Your goal
Lines before the one with "rather than later." are left out; return that line and all that follow it, exactly, through the end of the data.

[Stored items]

PR #582, opened 2019-10-03
Address some TODOs for getDesiredEncryptionState

enj:
1. Error when referenced encryption secrets get deleted
2. Preserve write keys even if the revisioned config is deleted

@mfojtik @sttts @p0lyn0mial

### DIFF
--- a/pkg/operator/encryption/state.go
+++ b/pkg/operator/encryption/state.go
@@ -52,7 +52,7 @@ func getCurrentEncryptionConfig(secrets corev1client.SecretInterface, revision s
 //   3. Once every resource honors the same write key AND that write key has migrated every requested resource,
 //      all non-write keys should be removed.
 // TODO unit tests
-func getDesiredEncryptionState(encryptionConfig *apiserverconfigv1.EncryptionConfiguration, targetNamespace string, encryptionSecretList *corev1.SecretList, encryptedGRs map[schema.GroupResource]bool) groupResourcesState {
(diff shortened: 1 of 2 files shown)


pkg/operator/encryption/state.go
```diff
@@ -74,16 +74,22 @@ func getDesiredEncryptionState(encryptionConfig *apiserverconfigv1.EncryptionCon
 	// this is our output from the for loop below
 	encryptionState := groupResourcesState{}
 
-	// TODO if we cannot find the secrets associated with the keys, they may have been deleted
-	// we could try to use the key data in the revision to recover or just go degraded permanently
 	for gr, keys := range getGRsActualKeys(encryptionConfig) {
-		writeSecret := findSecretForKey(keys.writeKey, encryptionSecrets, targetNamespace) // TODO handle nil as error when hasWriteKey == true?
+		writeSecret := findSecretForKey(keys.writeKey, encryptionSecrets, targetNamespace)
```
p0lyn0mial: wouldn't returning an error when a key hasn't been found make more sense?

enj: The caller has to determine if not finding a key is an error though.  At most I would expect `findSecretForKey` to return a `bool` to indicate if it found it, but the `nil` check seems enough.

enj:
@mfojtik @sttts @p0lyn0mial you probably care about this sooner rather than later.

/close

Exercise result
@mfojtik @sttts @p0lyn0mial you probably care about this sooner rather than later.

/close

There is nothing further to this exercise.